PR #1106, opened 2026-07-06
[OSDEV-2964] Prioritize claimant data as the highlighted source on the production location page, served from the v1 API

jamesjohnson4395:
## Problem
== == ==
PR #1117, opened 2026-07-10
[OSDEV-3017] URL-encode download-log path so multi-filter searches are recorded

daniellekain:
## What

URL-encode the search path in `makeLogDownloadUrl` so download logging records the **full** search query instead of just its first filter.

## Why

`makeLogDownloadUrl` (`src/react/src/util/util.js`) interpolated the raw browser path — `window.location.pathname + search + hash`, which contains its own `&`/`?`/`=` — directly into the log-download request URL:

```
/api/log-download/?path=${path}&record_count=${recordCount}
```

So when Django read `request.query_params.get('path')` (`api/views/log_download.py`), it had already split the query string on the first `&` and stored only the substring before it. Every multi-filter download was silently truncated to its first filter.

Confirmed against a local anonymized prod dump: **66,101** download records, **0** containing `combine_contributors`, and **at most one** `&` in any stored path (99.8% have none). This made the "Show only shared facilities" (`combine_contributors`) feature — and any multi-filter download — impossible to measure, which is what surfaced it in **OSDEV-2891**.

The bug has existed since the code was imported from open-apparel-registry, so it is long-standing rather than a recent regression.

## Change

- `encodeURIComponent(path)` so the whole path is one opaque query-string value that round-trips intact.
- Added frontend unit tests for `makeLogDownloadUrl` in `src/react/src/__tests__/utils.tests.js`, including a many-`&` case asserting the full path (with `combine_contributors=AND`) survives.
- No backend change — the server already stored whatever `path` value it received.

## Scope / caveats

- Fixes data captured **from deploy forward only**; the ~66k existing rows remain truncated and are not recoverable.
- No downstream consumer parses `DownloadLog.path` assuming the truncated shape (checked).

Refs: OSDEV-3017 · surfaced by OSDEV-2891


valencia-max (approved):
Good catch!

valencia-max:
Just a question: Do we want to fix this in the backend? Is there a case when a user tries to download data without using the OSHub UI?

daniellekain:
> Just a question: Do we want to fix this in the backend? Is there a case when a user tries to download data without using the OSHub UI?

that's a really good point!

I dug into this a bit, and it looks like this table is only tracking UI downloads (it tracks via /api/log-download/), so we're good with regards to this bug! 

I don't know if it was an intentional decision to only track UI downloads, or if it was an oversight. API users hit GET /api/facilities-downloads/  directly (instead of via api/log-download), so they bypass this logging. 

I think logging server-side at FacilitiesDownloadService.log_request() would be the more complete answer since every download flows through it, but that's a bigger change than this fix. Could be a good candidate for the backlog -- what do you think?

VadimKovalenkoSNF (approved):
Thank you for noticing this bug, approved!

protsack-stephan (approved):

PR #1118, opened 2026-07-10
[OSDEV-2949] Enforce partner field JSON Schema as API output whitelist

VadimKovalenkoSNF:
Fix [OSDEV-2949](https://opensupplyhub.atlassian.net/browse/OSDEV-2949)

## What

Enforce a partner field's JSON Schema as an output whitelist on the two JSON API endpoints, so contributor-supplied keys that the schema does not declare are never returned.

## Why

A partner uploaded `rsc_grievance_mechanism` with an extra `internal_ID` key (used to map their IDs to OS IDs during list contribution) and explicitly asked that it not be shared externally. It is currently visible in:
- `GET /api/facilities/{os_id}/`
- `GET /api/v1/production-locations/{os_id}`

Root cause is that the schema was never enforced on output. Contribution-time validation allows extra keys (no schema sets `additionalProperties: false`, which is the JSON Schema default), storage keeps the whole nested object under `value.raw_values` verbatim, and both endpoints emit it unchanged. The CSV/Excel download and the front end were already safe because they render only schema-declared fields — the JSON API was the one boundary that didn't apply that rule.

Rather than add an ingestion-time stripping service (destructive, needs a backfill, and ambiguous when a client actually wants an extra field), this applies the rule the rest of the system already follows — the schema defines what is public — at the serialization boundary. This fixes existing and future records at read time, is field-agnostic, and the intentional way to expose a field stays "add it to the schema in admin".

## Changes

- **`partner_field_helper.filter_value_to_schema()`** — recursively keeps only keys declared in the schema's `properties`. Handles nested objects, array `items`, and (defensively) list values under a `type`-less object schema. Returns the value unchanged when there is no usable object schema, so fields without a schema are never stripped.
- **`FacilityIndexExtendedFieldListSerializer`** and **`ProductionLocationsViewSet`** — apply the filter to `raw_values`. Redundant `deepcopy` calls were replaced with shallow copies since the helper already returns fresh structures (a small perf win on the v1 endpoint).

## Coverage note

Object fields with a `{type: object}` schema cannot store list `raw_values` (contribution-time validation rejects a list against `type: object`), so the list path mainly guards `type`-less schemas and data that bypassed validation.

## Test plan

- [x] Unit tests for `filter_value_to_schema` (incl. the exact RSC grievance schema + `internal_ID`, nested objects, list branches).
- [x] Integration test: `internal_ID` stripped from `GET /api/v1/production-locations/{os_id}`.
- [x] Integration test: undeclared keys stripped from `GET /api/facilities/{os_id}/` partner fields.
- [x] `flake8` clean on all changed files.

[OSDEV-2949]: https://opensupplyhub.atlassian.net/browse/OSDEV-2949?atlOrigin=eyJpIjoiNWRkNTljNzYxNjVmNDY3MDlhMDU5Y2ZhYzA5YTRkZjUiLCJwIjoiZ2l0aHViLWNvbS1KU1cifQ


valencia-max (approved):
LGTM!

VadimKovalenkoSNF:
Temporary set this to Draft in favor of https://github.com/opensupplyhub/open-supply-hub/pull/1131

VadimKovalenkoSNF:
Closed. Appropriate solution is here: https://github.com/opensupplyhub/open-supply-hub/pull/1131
== == ==
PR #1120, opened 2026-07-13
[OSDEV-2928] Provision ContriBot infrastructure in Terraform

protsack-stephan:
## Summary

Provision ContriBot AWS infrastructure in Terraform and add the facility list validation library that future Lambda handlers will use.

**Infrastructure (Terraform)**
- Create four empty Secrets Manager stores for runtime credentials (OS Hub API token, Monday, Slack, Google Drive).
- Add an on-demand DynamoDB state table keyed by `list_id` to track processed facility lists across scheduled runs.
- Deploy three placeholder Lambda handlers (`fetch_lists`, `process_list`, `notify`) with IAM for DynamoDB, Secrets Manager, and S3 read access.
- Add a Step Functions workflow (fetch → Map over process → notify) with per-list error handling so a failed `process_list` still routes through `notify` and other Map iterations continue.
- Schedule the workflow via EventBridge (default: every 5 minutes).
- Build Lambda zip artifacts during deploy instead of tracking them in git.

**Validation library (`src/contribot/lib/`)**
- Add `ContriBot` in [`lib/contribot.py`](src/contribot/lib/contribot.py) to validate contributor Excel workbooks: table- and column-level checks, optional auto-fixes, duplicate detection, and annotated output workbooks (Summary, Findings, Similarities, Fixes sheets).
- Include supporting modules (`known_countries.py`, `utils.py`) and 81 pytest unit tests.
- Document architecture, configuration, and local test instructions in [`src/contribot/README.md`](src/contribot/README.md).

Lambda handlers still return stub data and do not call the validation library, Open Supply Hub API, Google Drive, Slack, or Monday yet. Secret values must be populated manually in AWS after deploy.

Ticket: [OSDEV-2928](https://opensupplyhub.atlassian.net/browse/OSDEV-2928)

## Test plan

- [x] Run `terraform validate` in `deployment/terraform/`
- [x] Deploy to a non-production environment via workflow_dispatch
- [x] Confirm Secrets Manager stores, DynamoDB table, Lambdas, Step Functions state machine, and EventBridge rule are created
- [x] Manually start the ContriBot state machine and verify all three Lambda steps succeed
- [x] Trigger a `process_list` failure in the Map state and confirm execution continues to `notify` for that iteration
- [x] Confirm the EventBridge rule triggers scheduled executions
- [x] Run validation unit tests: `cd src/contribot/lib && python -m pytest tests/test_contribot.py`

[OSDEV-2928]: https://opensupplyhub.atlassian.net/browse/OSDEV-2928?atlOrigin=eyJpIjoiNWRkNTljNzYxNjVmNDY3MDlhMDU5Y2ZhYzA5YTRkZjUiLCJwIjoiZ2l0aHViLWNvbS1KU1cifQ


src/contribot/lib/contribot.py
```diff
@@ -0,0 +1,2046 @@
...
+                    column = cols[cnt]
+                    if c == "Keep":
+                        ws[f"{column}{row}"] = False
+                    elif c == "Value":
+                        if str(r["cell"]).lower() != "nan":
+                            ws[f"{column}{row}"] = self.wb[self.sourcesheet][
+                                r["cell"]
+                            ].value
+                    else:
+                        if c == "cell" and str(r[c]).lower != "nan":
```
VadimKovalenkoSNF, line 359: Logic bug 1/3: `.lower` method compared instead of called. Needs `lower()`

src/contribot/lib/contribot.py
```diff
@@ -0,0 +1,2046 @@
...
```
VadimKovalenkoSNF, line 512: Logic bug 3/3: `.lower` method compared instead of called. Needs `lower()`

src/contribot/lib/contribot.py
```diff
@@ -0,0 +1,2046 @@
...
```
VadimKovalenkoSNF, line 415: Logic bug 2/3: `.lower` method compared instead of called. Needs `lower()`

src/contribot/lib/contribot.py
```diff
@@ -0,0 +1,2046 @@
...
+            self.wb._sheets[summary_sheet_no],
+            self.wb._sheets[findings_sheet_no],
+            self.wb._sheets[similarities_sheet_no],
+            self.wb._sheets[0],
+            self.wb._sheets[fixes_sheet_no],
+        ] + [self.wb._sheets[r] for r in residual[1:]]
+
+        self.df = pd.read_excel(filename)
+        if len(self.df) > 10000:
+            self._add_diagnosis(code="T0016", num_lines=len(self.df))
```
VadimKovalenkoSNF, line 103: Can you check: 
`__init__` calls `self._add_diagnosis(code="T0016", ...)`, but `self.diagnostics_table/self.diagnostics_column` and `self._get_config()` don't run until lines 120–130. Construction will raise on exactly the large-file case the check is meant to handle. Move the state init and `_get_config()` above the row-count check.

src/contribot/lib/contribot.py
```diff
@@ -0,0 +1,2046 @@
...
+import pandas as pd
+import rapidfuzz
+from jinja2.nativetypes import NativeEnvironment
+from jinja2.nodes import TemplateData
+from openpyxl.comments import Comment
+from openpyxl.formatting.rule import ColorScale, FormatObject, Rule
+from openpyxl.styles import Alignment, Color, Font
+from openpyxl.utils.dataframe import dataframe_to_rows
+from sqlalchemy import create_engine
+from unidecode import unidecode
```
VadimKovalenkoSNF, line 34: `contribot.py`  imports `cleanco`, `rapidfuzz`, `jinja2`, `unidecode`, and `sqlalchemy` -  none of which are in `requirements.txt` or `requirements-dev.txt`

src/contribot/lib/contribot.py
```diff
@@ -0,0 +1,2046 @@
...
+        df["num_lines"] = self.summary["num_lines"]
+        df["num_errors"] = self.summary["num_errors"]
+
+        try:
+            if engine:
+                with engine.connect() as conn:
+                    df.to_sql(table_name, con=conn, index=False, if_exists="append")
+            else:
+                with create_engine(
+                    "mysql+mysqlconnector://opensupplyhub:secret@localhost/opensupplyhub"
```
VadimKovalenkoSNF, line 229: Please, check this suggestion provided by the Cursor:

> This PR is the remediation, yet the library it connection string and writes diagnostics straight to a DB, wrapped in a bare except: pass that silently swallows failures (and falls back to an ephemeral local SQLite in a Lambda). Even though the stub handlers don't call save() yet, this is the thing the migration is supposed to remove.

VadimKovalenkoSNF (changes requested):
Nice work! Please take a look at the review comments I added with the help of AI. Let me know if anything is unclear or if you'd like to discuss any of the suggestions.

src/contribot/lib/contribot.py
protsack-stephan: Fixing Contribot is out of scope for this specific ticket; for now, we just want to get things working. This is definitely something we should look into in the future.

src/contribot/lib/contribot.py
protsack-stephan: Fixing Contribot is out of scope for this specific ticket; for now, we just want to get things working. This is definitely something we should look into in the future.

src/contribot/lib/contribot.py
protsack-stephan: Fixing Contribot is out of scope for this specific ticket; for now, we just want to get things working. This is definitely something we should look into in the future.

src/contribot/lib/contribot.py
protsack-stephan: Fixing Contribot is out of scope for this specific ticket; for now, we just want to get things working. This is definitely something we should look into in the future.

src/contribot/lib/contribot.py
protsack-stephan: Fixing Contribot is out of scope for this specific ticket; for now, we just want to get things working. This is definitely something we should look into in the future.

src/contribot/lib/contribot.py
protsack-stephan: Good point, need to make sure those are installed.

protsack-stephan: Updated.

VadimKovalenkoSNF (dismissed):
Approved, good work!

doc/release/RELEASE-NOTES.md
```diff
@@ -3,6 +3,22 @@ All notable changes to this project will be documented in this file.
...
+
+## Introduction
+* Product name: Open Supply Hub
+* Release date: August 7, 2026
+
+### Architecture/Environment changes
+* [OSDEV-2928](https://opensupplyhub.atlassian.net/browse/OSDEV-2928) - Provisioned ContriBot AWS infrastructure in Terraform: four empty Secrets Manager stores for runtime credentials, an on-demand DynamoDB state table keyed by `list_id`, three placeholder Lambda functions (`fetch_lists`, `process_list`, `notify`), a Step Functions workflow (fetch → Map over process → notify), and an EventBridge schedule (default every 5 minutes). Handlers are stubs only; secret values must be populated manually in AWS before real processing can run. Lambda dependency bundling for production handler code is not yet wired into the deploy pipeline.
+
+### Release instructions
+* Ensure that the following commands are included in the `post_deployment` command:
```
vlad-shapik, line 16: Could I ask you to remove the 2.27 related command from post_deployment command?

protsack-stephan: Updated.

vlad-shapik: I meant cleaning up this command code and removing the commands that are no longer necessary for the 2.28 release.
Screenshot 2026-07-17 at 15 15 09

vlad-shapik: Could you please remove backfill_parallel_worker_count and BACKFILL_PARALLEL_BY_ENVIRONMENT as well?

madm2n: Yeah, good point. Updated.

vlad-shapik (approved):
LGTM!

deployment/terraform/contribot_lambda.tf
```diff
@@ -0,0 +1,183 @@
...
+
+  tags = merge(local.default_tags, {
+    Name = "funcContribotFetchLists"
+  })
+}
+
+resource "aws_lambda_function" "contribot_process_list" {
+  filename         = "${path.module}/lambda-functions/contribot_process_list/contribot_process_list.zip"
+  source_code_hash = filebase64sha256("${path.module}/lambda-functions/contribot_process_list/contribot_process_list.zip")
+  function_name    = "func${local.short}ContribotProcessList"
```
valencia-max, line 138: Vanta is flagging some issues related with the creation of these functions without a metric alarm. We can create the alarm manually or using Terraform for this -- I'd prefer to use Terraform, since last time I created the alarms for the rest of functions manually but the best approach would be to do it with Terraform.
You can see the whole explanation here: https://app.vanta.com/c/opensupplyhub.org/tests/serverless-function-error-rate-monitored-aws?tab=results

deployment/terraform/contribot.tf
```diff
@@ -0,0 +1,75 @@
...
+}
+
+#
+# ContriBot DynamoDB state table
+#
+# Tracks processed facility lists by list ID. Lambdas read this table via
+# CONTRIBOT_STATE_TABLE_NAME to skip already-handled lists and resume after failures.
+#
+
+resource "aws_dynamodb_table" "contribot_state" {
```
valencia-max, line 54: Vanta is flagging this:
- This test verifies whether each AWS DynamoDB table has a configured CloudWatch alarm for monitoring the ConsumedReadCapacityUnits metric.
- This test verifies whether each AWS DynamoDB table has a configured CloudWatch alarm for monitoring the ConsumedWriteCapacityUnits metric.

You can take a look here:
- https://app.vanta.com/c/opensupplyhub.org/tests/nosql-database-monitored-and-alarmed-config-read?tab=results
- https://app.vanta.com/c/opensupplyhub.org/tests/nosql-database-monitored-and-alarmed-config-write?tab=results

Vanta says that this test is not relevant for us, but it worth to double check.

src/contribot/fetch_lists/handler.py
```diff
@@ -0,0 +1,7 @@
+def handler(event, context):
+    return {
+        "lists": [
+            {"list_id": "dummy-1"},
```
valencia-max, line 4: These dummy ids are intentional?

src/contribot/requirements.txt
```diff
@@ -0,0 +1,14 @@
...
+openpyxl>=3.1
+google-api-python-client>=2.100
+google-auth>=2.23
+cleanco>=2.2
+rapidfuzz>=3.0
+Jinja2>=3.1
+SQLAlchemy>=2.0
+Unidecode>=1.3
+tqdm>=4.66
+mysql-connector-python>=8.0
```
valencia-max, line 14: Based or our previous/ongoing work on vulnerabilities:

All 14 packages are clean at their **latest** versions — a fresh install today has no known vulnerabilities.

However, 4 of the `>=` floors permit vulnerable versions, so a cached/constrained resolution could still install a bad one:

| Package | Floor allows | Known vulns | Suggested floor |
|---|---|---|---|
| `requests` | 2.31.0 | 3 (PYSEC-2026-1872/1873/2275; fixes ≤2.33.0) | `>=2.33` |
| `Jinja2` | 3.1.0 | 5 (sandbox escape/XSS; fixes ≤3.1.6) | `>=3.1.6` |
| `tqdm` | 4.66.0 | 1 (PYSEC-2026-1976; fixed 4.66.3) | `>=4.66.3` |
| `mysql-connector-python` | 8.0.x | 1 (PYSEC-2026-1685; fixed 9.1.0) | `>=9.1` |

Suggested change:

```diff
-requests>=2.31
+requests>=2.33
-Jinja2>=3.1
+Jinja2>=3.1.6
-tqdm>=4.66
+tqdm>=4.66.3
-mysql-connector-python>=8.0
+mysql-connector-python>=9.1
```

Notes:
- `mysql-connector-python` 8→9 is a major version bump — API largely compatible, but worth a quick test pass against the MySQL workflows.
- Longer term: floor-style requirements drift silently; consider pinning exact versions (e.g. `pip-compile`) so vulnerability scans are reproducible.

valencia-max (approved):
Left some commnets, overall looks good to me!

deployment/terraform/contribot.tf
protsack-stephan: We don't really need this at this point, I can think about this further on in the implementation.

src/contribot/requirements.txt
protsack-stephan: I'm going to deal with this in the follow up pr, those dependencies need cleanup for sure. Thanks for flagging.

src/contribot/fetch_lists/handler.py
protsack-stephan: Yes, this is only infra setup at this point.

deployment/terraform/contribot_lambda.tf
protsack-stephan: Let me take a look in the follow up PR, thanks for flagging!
== == ==
Everything in the material above from the line that has "- Document architecture, configuration, and" through the line that has "- [x] Run validation" must be duplicated exactly, with no other lines given.

- Document architecture, configuration, and local test instructions in [`src/contribot/README.md`](src/contribot/README.md).

Lambda handlers still return stub data and do not call the validation library, Open Supply Hub API, Google Drive, Slack, or Monday yet. Secret values must be populated manually in AWS after deploy.

Ticket: [OSDEV-2928](https://opensupplyhub.atlassian.net/browse/OSDEV-2928)

## Test plan

- [x] Run `terraform validate` in `deployment/terraform/`
- [x] Deploy to a non-production environment via workflow_dispatch
- [x] Confirm Secrets Manager stores, DynamoDB table, Lambdas, Step Functions state machine, and EventBridge rule are created
- [x] Manually start the ContriBot state machine and verify all three Lambda steps succeed
- [x] Trigger a `process_list` failure in the Map state and confirm execution continues to `notify` for that iteration
- [x] Confirm the EventBridge rule triggers scheduled executions
- [x] Run validation unit tests: `cd src/contribot/lib && python -m pytest tests/test_contribot.py`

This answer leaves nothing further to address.